Even if your embedded target is too small to host even a simple shell interpreter, learning programing languages that are not natively compiled to machine code will prove valuable. This is true of Python in particular. Python is so easily interfaced with C-based  libraries that hardware vendors are starting to provide Python bindings for libraries that interface with their chips so that developers can trivially write code to monitor and manipulate their product. My friend and occasional colleague Doug Gibbons was just telling me the other day that he was using Python to monitor the performance of his signal processing code on DSPs. Python and other similar languages offer such an enormous productivity boost that I expect this trend  to continue upwards. I'm also seeing Quality Assurance testers using Python more and more to automate functional testing of the embedded systems on which I work. Knowing a little Python helps me relate to them.

If you're an embedded  developer, you are quickly running out of excuses for not learning some of the new programming languages,  even if you never expect to run those languages directly on the embedded target for which you're developing.

I'm old as the hills. If I can do this, so can you.

3 comments:

Fernando Mondello said...

I started programming in Python a year ago, and instantly I was amazed by the easiness that you can do almost everything from automate a test to process data or generate C code.

I have to admit that even knowing the benefits of a high-level programming for these simple tasks, C still was my go-to language to do everything. I refused to write code with no variable type.
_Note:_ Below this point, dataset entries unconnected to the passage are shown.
PR #6096, opened 2026-06-05
chore: improve nicegui maintenance path

lphuc2250gma:
Summary:
- Add or tighten focused edge-case tests or type assertions in tests/test_fab.py, tests/test_log.py related to Python typing, tests, CLI ergonomics, observability; avoid docs-only changes and broad refactors.
- Keep the change narrow so it is straightforward to review.

Notes:
- I kept this scoped to the relevant implementation and tests.

### DIFF
--- a/tests/test_fab.py
+++ b/tests/test_fab.py
@@ -36,3 +36,14 @@ def test_fab(screen: Screen):
 
     screen.click('Toggle FAB')
     screen.should_contain('FAB is open')
+
+
+def test_fab_returns_self(screen: Screen):
+    @ui.page('/')
+    def page():
+        fab = ui.fab('menu')
+        assert fab.open() is fab
+        assert fab.close() is fab
+        assert fab.toggle() is fab
+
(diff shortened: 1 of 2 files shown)


HosseyNJF:
Seems like a bot account, recently created and creating PRs with the same format across many big repos (just adding a couple of tests and claiming the "maintenance path" was improved. The changes are so insignificant I'd say it's not worth spending time to go through the whole process of merging.

falkoschindler:
Thanks for the heads up, @HosseyNJF! 🙏

evnchn:
Yes it is. Probably some other autonomous agent that's poorly tuned.

image

I mean I can't really take you seriously when you pin `requests` and `flask`, both of which is **highly incompatible** with NiceGUI which expects (1) async HTTP request library, and (2) ASGI, not WSGI

image

I think well-tuned and well-used agents can lift weight, but definitely not this, sorry for the fiery takedown...

PR #6101, opened 2026-06-10
Reserve NOTE comment markers for drawing special attention

falkoschindler:
### Motivation

Using `NOTE:` markers is a relict from times when we used comments more sparingly and felt like we should indicate the purpose of each of them: TODO, FIXME, NOTE, HACK.
Leftover TODOs and FIXMEs in code are bad practice anyway, and a `NOTE:` prefix on a comment that merely explains the adjacent code doesn't carry any meaningful information -- what else is a comment supposed to be?

But the marker remains useful for drawing special attention, e.g. to changes that need to be mirrored elsewhere (like the duplicated dependency lists in pyproject.toml) or hidden cross-file coupling that an edit would silently break.
`HACK:` also remains a valid marker for knowingly suboptimal solutions.

### Implementation

- Strip the `NOTE:` prefix from ~115 comments and docstrings that merely explain the adjacent code, keeping their content unchanged.
- Keep `NOTE:` on the 10 attention-seeking comments, e.g. the mirrored dependency lists in pyproject.toml, the deliberately empty ROS entry point, the Selenium-only global in scene.js, and the test-ordering constraint in test_highchart.py.
- Update CONTRIBUTING.md, REVIEW.md and nicegui/llms.md to describe the new convention: plain comments by default, `NOTE:` only to draw special attention.

### Progress

### DIFF
--- a/CONTRIBUTING.md
+++ b/CONTRIBUTING.md
@@ -148,8 +148,9 @@ The conventions below cover both general Python style and NiceGUI-specific patte
 
   - Follow **PEP 8** with a 120 character line length
   - Use single quotes in Python, double quotes in JavaScript
-  - Use f-strings wherever possible (mark performance-critical exceptions with `# NOTE:`)
-  - Use `# NOTE:` prefix for important implementation details and non-obvious code
+  - Use f-strings wherever possible (mark performance-critical exceptions with a comment)
+  - Explain important implementation details and non-obvious code with comments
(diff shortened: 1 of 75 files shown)


evnchn (approved):
+119 -119 with 1 line real addition (changing the contributing docs) and 1 line real removal (from remove `# NOTE` standalone line)

I'm pretty un-opinionated but I think at the very least we can agree that this shapes the comments more how Claude models like it, which might just boost our productivity more 🤷

PR #418, opened 2017-11-22
Alert hotmail users of the void on register page

TheAMM:
More than enough users have their verification emails lost thanks to Outlook/Hotmail shenanigans.

----

image

### DIFF
--- a/nyaa/templates/register.html
+++ b/nyaa/templates/register.html
@@ -7,7 +7,7 @@
 {% from "_formhelpers.html" import render_field %}
 
 <h1>Register</h1>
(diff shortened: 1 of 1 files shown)


CounterPillow:
Considering the amount of ESL users we have, rewording it to "Please do not use" may be easier to understand. Also if @Arylide is okay with it, making this a more visible yellow warning notification way make sense

Arylide:
Might be better to just reject hotmail,live, and outloook domains with an error, there is basically no point to even allowing it since they just block the mail.

PR #427, opened 2017-12-22
static: losslessly optimise PNG images

CounterPillow:
Used zopflipng to optimise the images, saving a whopping 8238 bytes.

The optimisation is lossless, i.e. the decoded pixel values do not change at all.


Arylide:
This is bad and you should feel bad.

CounterPillow:
(´・ω・｀)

My brain was refusing to make the transition after many years of embedded C programming.

Nowadays I use Python a lot and don't feel any regret for the transition. I think that it's all about being efficient, and programming in C or assembler is not always the case.

It's not a coincidence that there are more and more blog posts or articles about the use of Python in the embedded field.

Fazal Majid said...

I love Python and have been using it since 1994. For embedded systems, other languages worth exploring are Javascript, as implemented in Node.js (the non-Android Beaglebone Linux distro is built around it) and Lua is another scripting language, with a very efficient runtime (specially if you use LuaJit). Forth was invented specifically for embedded applications and is also very efficient, but has lost popularity.

Extending Python in C is fairly easy, and you can call directly into shlibs/DLLs using ctypes. The best of both worlds is when you write the outer shell of your program in Python for productivity, and optimize only the core loops in C for speed.

Chip Overclock said...

I agree with both Fernando and Fazal: as embedded systems gain in horsepower (which some may argue aren't really embedded in the traditional sense), developers have a responsibility to control costs by working as high as possible level of abstraction when performance and/or resource footprint aren't a concern.

I recently spent a year working on a telecommunications product which was physically about the size of a hardbound book, but which contained four ARM processors each running Linux. And as Fazal suggests, we used node.js (an efficient JavaScript interpreter) on the non-real-time portions to implement our OAM (operations, administration, management) layer to an external web browser which would be run from the maintenance technician's laptop. It was suggested by some of the younger guys on the project, and it worked great. (I can't claim to know JavaScript, but even I did a little hacking on the code from time to time.)

And Fazal, I'm an old FORTH hacker since the 1980s, having even had a paper at one of the FORTH conferences on using that language on LSI-11s (!!) for real-time control. Some years ago I integrated a FORTH interpreter written in C into a C++ application to use as a kind of embedded shell. It's a great idea.

As always, thanks for the insightful comments.